I would like to know in general, and for an example (I will provide) how we can find how many iterations are needed to find the true optimum when using steepest descent on a quadratic given a constant, symmetric matrix with condition number r. Why does this occur?
A specific example;
Let $q(x) = \frac12 x' A x + b'x + c$ where,
$$A = \begin{bmatrix} 1 & 0 & 1 & 1 \\ 0 & 2 & 0 & 0 \\ 1 & 0 & 3 & 0 \\ 1 & 0& 0 & 4 \end{bmatrix}$$
$$b = \begin{bmatrix} 1\\3\\1\\2 \end{bmatrix}$$
The question is actually posed as Use steepest descent method to find the minimiser, starting from $$x = \begin{bmatrix} 2\\2\\2\\2 \end{bmatrix}$$, and to prove that it must be the minimiser.
This isn't something I've encountered in the lectures, but heres my attempt that failed miserably.

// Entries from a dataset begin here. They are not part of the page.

PR #4470, opened 2025-07-30
Properly feature gate `runtime_version` setting.

gz:
This setting was disabled in the past, we bring it back in this PR, but only if it gets explicitly enabled by setting the `--unstable-features` CLI arg (which also got added to help add more gated features to the platform in the future).

### DIFF
--- a/crates/pipeline-manager/src/compiler/rust_compiler.rs
+++ b/crates/pipeline-manager/src/compiler/rust_compiler.rs
@@ -14,13 +14,14 @@ use crate::db::types::program::{CompilationProfile, RuntimeSelector, RustCompila
 use crate::db::types::tenant::TenantId;
 use crate::db::types::utils::{validate_program_config, validate_program_info};
 use crate::db::types::version::Version;
+use crate::has_unstable_feature;
 use chrono::{DateTime, Utc};
 use indoc::formatdoc;
 use log::{debug, error, info, trace, warn};
 use openssl::sha;
 use openssl::sha::sha256;
 use std::collections::{BTreeMap, HashSet};
-use std::path::Path;
+use std::path::{Path, PathBuf};
 use std::time::{Instant, SystemTime};
 use std::{process::Stdio, sync::Arc};
 use tokio::{
@@ -387,7 +388,8 @@ pub async fn perform_rust_compilation(
                 Update the 'program_config' field of the pipeline to resolve this.
             "})
     })?;
-    let runtime_selector = program_config.runtime_version.unwrap_or_default();
+    let runtime_selector = program_config.runtime_version();
+    assert!(has_unstable_feature("runtime_version") || runtime_selector.is_platform());
     info!(
         "Rust compilation started: pipeline {} (program version: {}{})",
         pipeline_id,
@@ -461,6 +463,7 @@ pub async fn perform_rust_compilation(
         config,
         &source_checksum,
         &profile,
+        &runtime_selector,
     )
     .await?;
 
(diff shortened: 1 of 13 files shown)


crates/pipeline-manager/src/compiler/sql_compiler.rs
```diff
@@ -321,6 +322,11 @@ async fn fetch_sql_compiler(
     config: &CompilerConfig,
     runtime_selector: &RuntimeSelector,
 ) -> Result<(), SqlCompilationError> {
+    assert!(
```
mihaibudiu, line 325: why is this unstable?

crates/pipeline-manager/src/lib.rs
```diff
@@ -13,6 +15,38 @@ pub mod license;
 pub mod logging;
 pub mod runner;
 
+/// Feature gate for new/unstable features that aren't rolled out or will change
+/// substantially in the future.
+static UNSTABLE_FEATURES: OnceLock<HashSet<&'static str>> = OnceLock::new();
+
+/// Initialization function to set the platform's unstable feature gate.
+pub fn platform_enable_unstable(requested_features: &str) {
+    let all_features: HashSet<&'static str> = HashSet::from_iter(vec!["runtime_version"]);
```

I found the condition number to be r = 4.3772/0.34891 = 12.545
Using $q(x_k) - q(x*) <= (\frac{r-1}{r+1})^{2k} [q(x_0) - q(x*)]$
As I want the derivative to be 0, I expect the difference of the kth position (x_k) minus the optimum position (x*) to be 0, so;
$0 <= (0.8523)^{2k} [q(x_0) - q(x*)]$
But this requires that I know the optimum position before finding the optimum position, so obviously will not work.